◆ Instructions for the task
Give the number of lines in the data below where the word "perhaps" appears, and nothing besides.

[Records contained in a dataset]
- - -
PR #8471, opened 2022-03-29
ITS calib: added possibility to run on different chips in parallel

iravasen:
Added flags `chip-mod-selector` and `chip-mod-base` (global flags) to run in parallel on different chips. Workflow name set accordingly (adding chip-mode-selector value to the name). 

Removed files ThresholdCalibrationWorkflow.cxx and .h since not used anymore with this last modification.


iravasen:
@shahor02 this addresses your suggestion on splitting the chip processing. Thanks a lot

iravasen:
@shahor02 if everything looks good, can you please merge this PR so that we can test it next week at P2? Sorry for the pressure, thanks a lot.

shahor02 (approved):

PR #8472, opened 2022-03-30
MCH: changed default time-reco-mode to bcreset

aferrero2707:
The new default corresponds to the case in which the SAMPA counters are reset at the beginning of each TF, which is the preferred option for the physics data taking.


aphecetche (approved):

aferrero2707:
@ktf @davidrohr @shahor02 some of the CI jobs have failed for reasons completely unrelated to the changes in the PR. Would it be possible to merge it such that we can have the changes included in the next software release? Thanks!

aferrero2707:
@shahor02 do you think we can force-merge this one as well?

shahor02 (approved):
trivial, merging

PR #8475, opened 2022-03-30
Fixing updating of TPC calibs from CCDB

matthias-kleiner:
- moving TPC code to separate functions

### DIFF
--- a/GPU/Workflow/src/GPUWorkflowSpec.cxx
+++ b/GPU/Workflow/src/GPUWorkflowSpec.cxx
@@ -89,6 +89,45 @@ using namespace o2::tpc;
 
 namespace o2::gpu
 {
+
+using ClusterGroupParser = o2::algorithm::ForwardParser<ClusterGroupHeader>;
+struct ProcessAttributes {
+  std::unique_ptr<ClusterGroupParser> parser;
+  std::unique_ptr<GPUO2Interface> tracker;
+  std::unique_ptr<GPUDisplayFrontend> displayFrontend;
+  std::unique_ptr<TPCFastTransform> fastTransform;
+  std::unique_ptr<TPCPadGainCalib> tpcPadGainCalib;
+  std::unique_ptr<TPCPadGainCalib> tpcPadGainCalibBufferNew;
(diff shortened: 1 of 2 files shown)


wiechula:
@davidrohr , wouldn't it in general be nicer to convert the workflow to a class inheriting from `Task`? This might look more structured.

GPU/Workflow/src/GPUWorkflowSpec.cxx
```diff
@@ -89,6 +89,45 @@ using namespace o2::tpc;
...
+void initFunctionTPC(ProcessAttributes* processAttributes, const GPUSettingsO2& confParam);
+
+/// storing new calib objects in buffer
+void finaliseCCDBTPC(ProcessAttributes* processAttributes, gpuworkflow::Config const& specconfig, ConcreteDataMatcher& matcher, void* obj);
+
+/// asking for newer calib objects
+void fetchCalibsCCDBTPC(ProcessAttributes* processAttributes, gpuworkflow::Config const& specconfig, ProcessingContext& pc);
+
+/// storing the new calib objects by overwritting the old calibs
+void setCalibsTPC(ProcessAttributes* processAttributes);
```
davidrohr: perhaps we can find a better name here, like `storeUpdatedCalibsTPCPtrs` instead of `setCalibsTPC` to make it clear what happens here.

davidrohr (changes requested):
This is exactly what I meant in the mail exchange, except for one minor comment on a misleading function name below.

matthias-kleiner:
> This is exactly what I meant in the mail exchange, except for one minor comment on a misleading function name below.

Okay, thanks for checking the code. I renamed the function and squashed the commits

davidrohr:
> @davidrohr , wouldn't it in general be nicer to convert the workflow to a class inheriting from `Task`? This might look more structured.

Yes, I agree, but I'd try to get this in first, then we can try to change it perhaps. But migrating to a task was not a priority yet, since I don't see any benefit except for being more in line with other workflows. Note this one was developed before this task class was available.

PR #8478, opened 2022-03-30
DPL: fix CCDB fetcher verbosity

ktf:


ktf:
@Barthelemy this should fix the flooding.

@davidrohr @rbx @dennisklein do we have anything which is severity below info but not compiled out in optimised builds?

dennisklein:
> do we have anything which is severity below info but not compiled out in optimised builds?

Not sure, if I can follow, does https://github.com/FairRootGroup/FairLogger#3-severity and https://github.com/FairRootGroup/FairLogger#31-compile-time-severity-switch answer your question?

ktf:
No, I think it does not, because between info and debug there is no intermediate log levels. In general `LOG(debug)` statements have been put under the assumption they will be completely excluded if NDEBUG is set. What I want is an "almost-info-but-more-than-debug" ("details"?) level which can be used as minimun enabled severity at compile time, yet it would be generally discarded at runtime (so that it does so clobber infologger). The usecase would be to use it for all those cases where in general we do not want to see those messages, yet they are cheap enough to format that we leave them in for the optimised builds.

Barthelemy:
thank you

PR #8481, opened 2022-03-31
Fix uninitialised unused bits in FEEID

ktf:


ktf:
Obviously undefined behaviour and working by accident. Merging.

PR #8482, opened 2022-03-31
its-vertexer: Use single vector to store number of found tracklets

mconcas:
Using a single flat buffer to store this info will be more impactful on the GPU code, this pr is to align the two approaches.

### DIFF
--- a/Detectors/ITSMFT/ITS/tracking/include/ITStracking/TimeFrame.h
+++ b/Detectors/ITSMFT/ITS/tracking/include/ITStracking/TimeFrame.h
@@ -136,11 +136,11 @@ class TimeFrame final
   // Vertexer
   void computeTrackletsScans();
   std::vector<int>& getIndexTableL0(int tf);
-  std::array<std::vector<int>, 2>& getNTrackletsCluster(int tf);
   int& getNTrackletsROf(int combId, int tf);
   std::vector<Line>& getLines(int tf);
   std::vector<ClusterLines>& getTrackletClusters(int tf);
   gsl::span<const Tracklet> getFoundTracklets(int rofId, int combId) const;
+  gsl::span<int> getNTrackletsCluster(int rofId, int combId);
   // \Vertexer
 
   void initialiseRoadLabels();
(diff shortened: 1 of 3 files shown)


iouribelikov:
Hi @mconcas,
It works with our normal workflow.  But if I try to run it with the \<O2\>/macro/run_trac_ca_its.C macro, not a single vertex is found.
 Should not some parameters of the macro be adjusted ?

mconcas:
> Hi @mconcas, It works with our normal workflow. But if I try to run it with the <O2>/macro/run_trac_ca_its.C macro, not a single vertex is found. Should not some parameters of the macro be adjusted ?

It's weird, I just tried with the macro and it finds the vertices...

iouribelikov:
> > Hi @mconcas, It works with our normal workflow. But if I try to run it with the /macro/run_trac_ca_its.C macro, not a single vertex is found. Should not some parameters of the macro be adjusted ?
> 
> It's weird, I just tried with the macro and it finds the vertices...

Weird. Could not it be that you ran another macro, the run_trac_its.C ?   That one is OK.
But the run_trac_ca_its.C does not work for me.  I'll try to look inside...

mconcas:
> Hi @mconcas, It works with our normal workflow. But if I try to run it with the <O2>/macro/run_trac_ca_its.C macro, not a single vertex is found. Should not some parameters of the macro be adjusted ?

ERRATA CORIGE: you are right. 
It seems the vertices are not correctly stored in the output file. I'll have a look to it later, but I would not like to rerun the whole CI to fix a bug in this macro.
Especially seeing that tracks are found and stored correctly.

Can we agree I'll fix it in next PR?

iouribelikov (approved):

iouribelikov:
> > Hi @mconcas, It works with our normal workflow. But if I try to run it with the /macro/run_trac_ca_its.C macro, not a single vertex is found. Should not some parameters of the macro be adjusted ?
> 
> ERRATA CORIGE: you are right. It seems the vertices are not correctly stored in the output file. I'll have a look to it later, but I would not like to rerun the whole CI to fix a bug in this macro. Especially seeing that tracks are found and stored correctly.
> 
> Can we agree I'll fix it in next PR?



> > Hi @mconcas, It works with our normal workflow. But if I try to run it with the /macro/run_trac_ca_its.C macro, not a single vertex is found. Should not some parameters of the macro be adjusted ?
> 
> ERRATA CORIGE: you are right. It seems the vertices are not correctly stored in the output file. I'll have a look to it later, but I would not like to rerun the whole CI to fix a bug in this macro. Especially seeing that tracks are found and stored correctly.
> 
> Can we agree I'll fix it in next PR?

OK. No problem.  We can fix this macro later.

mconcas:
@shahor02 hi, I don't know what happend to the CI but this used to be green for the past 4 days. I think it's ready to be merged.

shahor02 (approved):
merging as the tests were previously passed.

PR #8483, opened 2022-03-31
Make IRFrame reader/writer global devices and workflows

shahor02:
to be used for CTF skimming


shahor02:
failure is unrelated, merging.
- - -
◆ Exercise solution
2